Моя домработница. У меня чудо какая домработница. И дом убирает, и еду готовит. А еще одна женщина приходит ко мне мыть ванную и туалет. Вы заметили, что здесь можно встретить туалеты двух видов: один скорее европейский, в виде сиденья, а другой скорее азиатский, в виде дырки, над которой полагается сидеть на корточках? На самом деле, если вам интересно мое мнение, такой туалет намного гигиеничнее, чем тот, который распространен в Европе. Но, поскольку некоторые из нас моложе не становятся, в сидячем туалете тоже находится своя прелесть.
Мне показалось, что Антон Антонович готов пуститься в еще одну долгую тираду, на этот раз об отхожих местах.
Но почему европеец так привязан к туалетной бумаге, это я вам, сударыня, объяснить не могу. Очищает она плохо и ведет к гибели множества деревьев, если только не делается из макулатуры. Но даже в таком случае загрязняет окружающую среду. Использование для этой цели воды опять же значительно лучше для человеческой гигиены. Так что, когда вы здесь увидите шланги с кувшинчиками, советую воспользоваться. Во много раз повышает эффективность процедуры.
Да, обязательно, сказала я, я обязательно попробую, но вы меня простите, после такого длинного перелета – я, понимаете ли, только сегодня прилетела – меня чего-то очень клонит в сон. Хотя беседовать с вами мне очень приятно, очень интересно, мы ведь завтра продолжим, не так ли?
Антон Антонович закивал и хотел опять сказать что-то, но на этот раз я заговорила первой:
Было очень приятно познакомиться. Я, пожалуй, пойду. Простите, что ухожу так рано. Очень спать хочется после перелета.

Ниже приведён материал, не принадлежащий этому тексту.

PR #137, opened 2017-05-05
WIP: Metadata artifact

mortonjt:
This is another bit pair-programmed with @ebolyen .  This basically makes the CLI aware of the metadata artifact

### DIFF
--- a/q2cli/handlers.py
+++ b/q2cli/handlers.py
@@ -310,23 +310,20 @@ class MetadataHandler(Handler):
 
     def get_value(self, arguments, fallback=None):
         import qiime2
-        import qiime2.sdk.util
-        path = self._locate_value(arguments, fallback)
 
+        path = self._locate_value(arguments, fallback)
         if path is None:
             return None
-
         try:
             # check to see if path is an artifact
-            art = qiime2.Artifact.load(path)
+            artifact = qiime2.Artifact.load(path)
         except Exception:
             pass
         else:
-            if qiime2.sdk.util.has_metadata(art):
-                return art.view(qiime2.Metadata)
+            if artifact.has_metadata():
+                return qiime2.Metadata.from_artifact(artifact)
             else:
-                raise ValueError("Cannot load Artifact %r into Metadata"
-                                 ". No transformer found" % path)
+                raise ValueError("Artifact (%s) has no metadata." % path)
 
         return qiime2.Metadata.load(path)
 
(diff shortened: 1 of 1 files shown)


q2cli/handlers.py
```diff
@@ -310,12 +310,25 @@ def get_click_options(self):
...
-
+        import qiime2.sdk.util
         path = self._locate_value(arguments, fallback)
+
         if path is None:
             return None
+
+        try:
+            # check to see if path is an artifact
+            art = qiime2.Artifact.load(path)
```
ebolyen: @jairideout we couldn't come up with a better way to check this. Should we create an API, or is this fine for now?

q2cli/handlers.py
```diff
@@ -310,12 +310,25 @@ def get_click_options(self):
...
+        except Exception:
+            pass
         else:
-            return qiime2.Metadata.load(path)
+            if qiime2.sdk.util.has_metadata(art):
+                return art.view(qiime2.Metadata)
```
ebolyen: This should be `qiime2.Metadata.from_artifact(art)` to capture the provenance. (This is the one we undo'ed a bunch, looks like it may not have been redo'ed)

q2cli/handlers.py
```diff
@@ -377,8 +390,20 @@ def get_value(self, arguments, fallback=None):
...
+        path, category = values
+        try:
+            # check to see if path is an artifact
+            art = qiime2.Artifact.load(path)
+        except Exception:
+            pass
         else:
-            return qiime2.MetadataCategory.load(*values)
+            if qiime2.sdk.util.has_metadata(art):
+                return art.view(qiime2.Metadata).get_category(category)
```
ebolyen: Same here, `MetadataCategory.from_artifact(art, category)`

q2cli/handlers.py
```diff
@@ -377,8 +390,20 @@ def get_value(self, arguments, fallback=None):
...
+            else:
+                raise ValueError("Cannot load Artifact %r into Metadata"
+                                 ". No transformer found" % path)
```
ebolyen: `Artifact has no metadata.`

q2cli/handlers.py
```diff
@@ -310,12 +310,25 @@ def get_click_options(self):
 
     def get_value(self, arguments, fallback=None):
         import qiime2
-
+        import qiime2.sdk.util
```
ebolyen: it looks like the `sdk.util` subpackage gets loaded when you import `qiime2`, so maybe we can skip this import.

q2cli/handlers.py
jairideout: Ideally we'd have an API to check whether it's a valid QIIME 2 artifact or visualization (I created an issue [here](https://github.com/qiime2/qiime2/issues/259)) but this is fine for now. It'd be handy to have a TODO comment linking to the issue I created.

q2cli/handlers.py
```diff
@@ -310,12 +310,25 @@ def get_click_options(self):
...
             return None
+
+        try:
+            # check to see if path is an artifact
+            art = qiime2.Artifact.load(path)
+        except Exception:
+            pass
         else:
-            return qiime2.Metadata.load(path)
+            if qiime2.sdk.util.has_metadata(art):
```
jairideout: How about moving `.has_metadata()` to a method on the `Artifact` class? It'd make it easier to discover instead of being orphaned in `sdk.util`.

jairideout: Sorry, just noticed you had pinged me on that [here](https://github.com/qiime2/qiime2/pull/249#discussion_r115625672)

Я попыталась встать, но он стал говорить быстро, шевеля пальцами обеих рук, как будто пытался иллюстрировать то, о чем рассказывал:
А вы, Серафима Григорьевна, практикуете осознанные сновидения? Это, если вы не слышали, вид йоги, которой занимались уже древние тибетцы. Я сейчас как раз редактирую перевод трактата, трактата о йоге сновидений. Так вот, сударыня, – простите, что я вас задерживаю, но, может быть, это будет вам любопытно – перед тем, как попадете в объятия бога Морфея или же богини Свапнешвари, в зависимости от ваших предпочтений, – так вот, вкратце: если вы во сне поймете, что это сон, и научитесь управлять своим сном, то вам откроется иллюзорная природа всего сущего. Реальность, сударыня моя, которая кажется нам такой тяжелой и такой властной, на самом деле одноприродна сновидению, которое нам лишь грезится и которым мы можем научиться управлять.
Мы можем поговорить об этом завтра, сказала я и встала из-за стола.